All lines at or after the one containing "verify-blob: Removes the", up to the last line of the material, must be repeated exactly, and no others.

= Beginning of Section =

Issue #2419, opened 2022-11-07
Remove non-GA APIs from experimental sign-blob verification flow


patflynn:
**Description**

This issue is to ensure we remove the use of `/api/v1/index/retrieve` from cosign [verify-blob flow](https://github.com/sigstore/cosign/blob/main/cmd/cosign/cli/verify/verify_blob.go#L235) before we launch this version of the command to stable. 

Another option is to get Rekor to commit to supporting the API.

asraa:
I think there were some users who were still relying on this flow. I agree, we discussed this at some point during the cosign blob verification outputs. I can put out a quick PR to do that, we should label in release notes HEAVILY. 

For e.g. here were users failing when that endpoint broke: https://github.com/sigstore/cosign/issues/1406

haydentherapper:
We can remove it for 2.0. But it would be worth understanding what the customer workflows are and if we can support those in other ways

asraa:
GoReleaser updated docs to pass in the signing cert, at least that is done.

PR #2425, opened 2022-11-08
BREAKING: Remove non-GA APIs from sign-blob verification

asraa:

Fixes https://github.com/sigstore/cosign/issues/2419

Requires users to provide a bundle or a certificate and signature so that we can recreate the Rekor entry and not search by payload hash using the non-GA Rekor endpoint.

#### Release Note

* verify-blob: Removes the use of a non-GA API from sign-blob. Users are required to provide a `--bundle` OR both the `--signature` and `--certificate`/`--key` to the `verify-blob` command.


haydentherapper (commented):
YAY

znewman01 (commented):
Love to see it:
Screen Shot 2022-11-08 at 2 03 03 PM
 



lint failure is shockingly actually related to the change for once

hectorj2f (approved):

= End of Section =

- **Exercise response**
* verify-blob: Removes the use of a non-GA API from sign-blob. Users are required to provide a `--bundle` OR both the `--signature` and `--certificate`/`--key` to the `verify-blob` command.


haydentherapper (commented):
YAY

znewman01 (commented):
Love to see it:
Screen Shot 2022-11-08 at 2 03 03 PM
 



lint failure is shockingly actually related to the change for once

hectorj2f (approved):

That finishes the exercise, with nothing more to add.